**Task**
From the data below, repeat exactly the lines from the line with "### Background" to the line with "Thanks again for your contribution!", both included.

== == ==

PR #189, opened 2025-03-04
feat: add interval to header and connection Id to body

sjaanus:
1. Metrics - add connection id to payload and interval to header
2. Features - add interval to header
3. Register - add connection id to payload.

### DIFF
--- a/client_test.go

== == ==

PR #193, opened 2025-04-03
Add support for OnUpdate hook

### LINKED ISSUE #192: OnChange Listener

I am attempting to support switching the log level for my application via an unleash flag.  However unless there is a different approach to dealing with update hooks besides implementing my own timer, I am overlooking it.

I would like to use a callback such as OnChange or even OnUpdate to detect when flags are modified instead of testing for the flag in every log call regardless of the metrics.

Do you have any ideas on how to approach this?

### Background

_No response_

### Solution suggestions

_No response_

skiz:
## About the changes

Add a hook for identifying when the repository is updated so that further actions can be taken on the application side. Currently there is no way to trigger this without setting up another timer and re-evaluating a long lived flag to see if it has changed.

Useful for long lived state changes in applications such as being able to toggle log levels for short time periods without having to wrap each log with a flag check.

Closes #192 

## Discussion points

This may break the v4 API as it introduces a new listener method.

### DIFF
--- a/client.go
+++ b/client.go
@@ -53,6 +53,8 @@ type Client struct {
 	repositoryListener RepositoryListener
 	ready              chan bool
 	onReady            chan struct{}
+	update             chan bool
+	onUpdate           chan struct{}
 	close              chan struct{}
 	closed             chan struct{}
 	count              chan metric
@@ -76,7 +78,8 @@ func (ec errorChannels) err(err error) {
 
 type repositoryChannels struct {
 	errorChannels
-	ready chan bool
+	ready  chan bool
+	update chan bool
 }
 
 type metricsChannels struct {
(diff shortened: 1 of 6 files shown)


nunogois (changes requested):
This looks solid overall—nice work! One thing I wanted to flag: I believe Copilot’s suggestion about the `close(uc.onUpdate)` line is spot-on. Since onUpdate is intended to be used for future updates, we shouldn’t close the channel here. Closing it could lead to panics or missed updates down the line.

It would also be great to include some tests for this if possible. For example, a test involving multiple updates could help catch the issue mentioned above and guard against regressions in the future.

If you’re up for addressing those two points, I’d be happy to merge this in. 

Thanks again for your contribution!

== == ==

**Your response**
### Background

_No response_

### Solution suggestions

_No response_

skiz:
## About the changes

Add a hook for identifying when the repository is updated so that further actions can be taken on the application side. Currently there is no way to trigger this without setting up another timer and re-evaluating a long lived flag to see if it has changed.

Useful for long lived state changes in applications such as being able to toggle log levels for short time periods without having to wrap each log with a flag check.

Closes #192 

## Discussion points

This may break the v4 API as it introduces a new listener method.

### DIFF
--- a/client.go
+++ b/client.go
@@ -53,6 +53,8 @@ type Client struct {
 	repositoryListener RepositoryListener
 	ready              chan bool
 	onReady            chan struct{}
+	update             chan bool
+	onUpdate           chan struct{}
 	close              chan struct{}
 	closed             chan struct{}
 	count              chan metric
@@ -76,7 +78,8 @@ func (ec errorChannels) err(err error) {
 
 type repositoryChannels struct {
 	errorChannels
-	ready chan bool
+	ready  chan bool
+	update chan bool
 }
 
 type metricsChannels struct {
(diff shortened: 1 of 6 files shown)


nunogois (changes requested):
This looks solid overall—nice work! One thing I wanted to flag: I believe Copilot’s suggestion about the `close(uc.onUpdate)` line is spot-on. Since onUpdate is intended to be used for future updates, we shouldn’t close the channel here. Closing it could lead to panics or missed updates down the line.

It would also be great to include some tests for this if possible. For example, a test involving multiple updates could help catch the issue mentioned above and guard against regressions in the future.

If you’re up for addressing those two points, I’d be happy to merge this in. 

Thanks again for your contribution!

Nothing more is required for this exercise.